A Federal High Court in Abuja yesterday struck out a suit instituted by former Senator Dino Melaye challenging the propriety of the Control of Infectious Disease Bill 2020.

Melaye had challenged the bill initiated by the Speaker of the House of Representatives, Honourable Femi Gbajabiamila on the grounds that the proposed bill is inconsistent with provisions of the 1999 Constitution.

The former Senator also predicated his action on the grounds that the bill if passed into law, will breach his fundamental rights to own property among others.

Specifically, Melaye questioned section 13 of the proposed bill which empowers the Director General of the Nigeria Center for Disease Control (NCDC) to order the arrest of anybody suspected to have Covid-19 and refuses to make himself available for medical examination.

The applicant also queried the power of the NCDC DG to take over anybody’s house and convert it into an isolation center without an order of court.

However, delivering ruling in a preliminary objection against the suit argued by Dr Kayode Ajulo on behalf of the speaker, Justice Ijeoma Ojukwu agreed that Melaye’s case is not justiceable for now.

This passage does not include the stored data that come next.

Issue #102, opened 2016-12-03
Mixin classes can be referenced if they are part of the hierarchy


Minecrell:
Currently, MinecraftDev reports an error every time Mixin classes are referenced directly. That is usually correct, because they do not exist at runtime. However, it is possible to reference them in Mixins if they are part of its class hierarchy.

MinecraftDev shouldn't mark the usages as errors if they are part of the Mixin's hierarchy.

Real example that causes an error with MinecraftDev: https://github.com/SpongePowered/SpongeVanilla/blob/bleeding/src/main/java/org/spongepowered/server/mixin/core/entity/player/MixinEntityPlayer.java#L143-L145

Another example that shows how it works:

```java
@Mixin(Block)
public class MixinBlock {
     public int blockInt;
}

@Mixin(Entity.class)
public class MixinEntity {
    public int veryCoolField = 1;
}

@Mixin(EntityPlayer.class)
public class MixinEntityPlayer extends MixinEntity {

    public void veryCoolMethod() {
        System.out.println(this.veryCoolField);
    }

    private void doSomething(EntityPlayer player, Block block) {
        // We can cast to MixinEntity to access the field
        System.out.println("About to print " + ((MixinEntity) (Object) player).veryCoolField);

        // ... or we can also cast to MixinEntityPlayer to call the method
        ((MixinEntityPlayer) (Object) player).veryCoolMethod();

        // ERROR: We can't reference MixinBlock because it is not part of the hierarchy
        int i = ((MixinBlock) (Object) block).blockInt;
    }
}
```

Minecrell:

Justice Ojukwu also agreed with Ajulo that what Melaye complained against was just a draft of a bill that has not been subjected to debate and public hearing by the House of Representatives.

The judge said that the draft bill for now has no binding force of law that can be held against anybody, adding that such a draft can only be litigated upon when finally passed into law and accented to by the president.

However, the judge agreed that Melaye has sufficient reason to fear that his fundamental rights would be infringed upon but said that for now, there is no cause of action since the contentious draft bill cannot be said to be conclusive in character.

“From the clear and understanding of the position of law, the draft bill complained against by the applicant is not enjoying binding effect of the law.

“The draft bill can only be said to be at embryo stage and granting the reliefs sought by the applicant at this stage will open floodgates of litigations that may hinder the discharge of functions by the National Assembly”.

Consequently the judge struck out the case for being incompetent and lacking in merit.